■ EXERCISE REQUIREMENTS ■
Report each line of the records below that uses the word "must".

Stored items
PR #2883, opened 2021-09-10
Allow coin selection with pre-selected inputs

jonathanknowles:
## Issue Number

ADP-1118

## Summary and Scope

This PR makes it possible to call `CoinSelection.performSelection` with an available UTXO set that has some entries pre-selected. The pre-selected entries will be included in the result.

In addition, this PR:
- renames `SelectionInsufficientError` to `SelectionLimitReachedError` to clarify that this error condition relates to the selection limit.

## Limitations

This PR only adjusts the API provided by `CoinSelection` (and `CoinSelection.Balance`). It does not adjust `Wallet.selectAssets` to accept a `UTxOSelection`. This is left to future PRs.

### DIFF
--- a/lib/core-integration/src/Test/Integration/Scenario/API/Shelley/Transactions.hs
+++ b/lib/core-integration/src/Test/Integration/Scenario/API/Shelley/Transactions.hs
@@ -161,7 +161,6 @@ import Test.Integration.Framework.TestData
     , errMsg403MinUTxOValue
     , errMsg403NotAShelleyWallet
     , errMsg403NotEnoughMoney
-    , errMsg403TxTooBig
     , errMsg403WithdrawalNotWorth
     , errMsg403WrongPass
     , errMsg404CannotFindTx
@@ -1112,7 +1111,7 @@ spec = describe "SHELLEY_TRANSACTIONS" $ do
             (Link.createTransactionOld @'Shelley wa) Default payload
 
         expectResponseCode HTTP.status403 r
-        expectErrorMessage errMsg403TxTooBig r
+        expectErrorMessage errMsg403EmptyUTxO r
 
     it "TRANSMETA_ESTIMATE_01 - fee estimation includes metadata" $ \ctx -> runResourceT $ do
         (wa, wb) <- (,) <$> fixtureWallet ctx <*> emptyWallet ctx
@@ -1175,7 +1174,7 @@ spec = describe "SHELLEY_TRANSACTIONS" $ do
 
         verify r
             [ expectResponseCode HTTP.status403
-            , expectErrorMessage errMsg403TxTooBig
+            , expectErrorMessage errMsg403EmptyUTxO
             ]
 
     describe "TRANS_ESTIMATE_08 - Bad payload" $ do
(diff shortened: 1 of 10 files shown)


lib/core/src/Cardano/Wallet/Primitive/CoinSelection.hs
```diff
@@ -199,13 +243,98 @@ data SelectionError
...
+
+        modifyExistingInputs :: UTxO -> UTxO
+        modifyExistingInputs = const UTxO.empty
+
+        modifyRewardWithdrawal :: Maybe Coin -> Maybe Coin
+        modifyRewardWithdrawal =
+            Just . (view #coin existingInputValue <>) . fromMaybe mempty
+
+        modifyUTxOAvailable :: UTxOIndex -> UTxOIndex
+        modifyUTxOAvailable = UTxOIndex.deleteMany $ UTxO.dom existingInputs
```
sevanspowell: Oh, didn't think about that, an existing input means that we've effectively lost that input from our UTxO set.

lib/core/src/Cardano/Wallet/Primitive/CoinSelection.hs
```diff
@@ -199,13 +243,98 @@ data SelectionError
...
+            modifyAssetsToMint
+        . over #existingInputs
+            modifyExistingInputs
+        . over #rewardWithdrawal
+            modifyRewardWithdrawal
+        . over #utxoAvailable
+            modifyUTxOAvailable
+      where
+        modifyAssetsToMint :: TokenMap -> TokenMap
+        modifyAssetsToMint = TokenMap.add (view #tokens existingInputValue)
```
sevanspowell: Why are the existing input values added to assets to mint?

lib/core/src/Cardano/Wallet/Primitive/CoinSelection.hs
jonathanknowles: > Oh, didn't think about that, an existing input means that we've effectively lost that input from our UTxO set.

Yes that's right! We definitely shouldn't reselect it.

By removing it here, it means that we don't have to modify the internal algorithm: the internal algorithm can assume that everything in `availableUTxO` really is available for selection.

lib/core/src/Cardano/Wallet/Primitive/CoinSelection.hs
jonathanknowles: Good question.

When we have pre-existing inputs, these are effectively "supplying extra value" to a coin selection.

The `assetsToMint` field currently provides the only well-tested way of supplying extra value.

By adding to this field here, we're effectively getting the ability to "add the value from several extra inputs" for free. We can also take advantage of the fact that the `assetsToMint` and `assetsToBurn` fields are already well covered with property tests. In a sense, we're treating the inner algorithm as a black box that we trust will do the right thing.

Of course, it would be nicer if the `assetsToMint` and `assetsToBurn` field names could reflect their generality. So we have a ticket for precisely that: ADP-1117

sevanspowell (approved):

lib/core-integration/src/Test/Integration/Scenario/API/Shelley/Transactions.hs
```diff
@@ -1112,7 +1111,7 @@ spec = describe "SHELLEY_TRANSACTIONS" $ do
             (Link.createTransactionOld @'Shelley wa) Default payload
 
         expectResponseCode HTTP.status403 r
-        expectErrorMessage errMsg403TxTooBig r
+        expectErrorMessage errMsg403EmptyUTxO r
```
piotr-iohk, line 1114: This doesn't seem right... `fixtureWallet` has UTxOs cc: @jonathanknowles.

* * *

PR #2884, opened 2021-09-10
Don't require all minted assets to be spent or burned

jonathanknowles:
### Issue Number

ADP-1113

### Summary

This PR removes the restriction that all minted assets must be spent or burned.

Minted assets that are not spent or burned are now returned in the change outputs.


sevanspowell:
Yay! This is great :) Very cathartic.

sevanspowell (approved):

...

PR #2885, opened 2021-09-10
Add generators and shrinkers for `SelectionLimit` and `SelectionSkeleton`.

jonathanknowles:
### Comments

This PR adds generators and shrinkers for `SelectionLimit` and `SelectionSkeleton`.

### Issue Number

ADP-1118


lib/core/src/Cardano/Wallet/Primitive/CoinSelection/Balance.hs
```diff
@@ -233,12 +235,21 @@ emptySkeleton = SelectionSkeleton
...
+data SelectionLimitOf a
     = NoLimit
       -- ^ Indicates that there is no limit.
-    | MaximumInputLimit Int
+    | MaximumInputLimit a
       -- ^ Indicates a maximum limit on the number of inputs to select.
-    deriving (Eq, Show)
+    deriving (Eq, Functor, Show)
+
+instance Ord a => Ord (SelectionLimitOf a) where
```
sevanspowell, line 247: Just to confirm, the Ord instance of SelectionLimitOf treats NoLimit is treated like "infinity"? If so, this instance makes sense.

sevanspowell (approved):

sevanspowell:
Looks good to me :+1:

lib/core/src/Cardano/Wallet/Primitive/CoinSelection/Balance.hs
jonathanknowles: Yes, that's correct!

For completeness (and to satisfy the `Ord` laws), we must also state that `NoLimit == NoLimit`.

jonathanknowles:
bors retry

■ RESULT OF THIS EXERCISE ■
This PR removes the restriction that all minted assets must be spent or burned.
For completeness (and to satisfy the `Ord` laws), we must also state that `NoLimit == NoLimit`.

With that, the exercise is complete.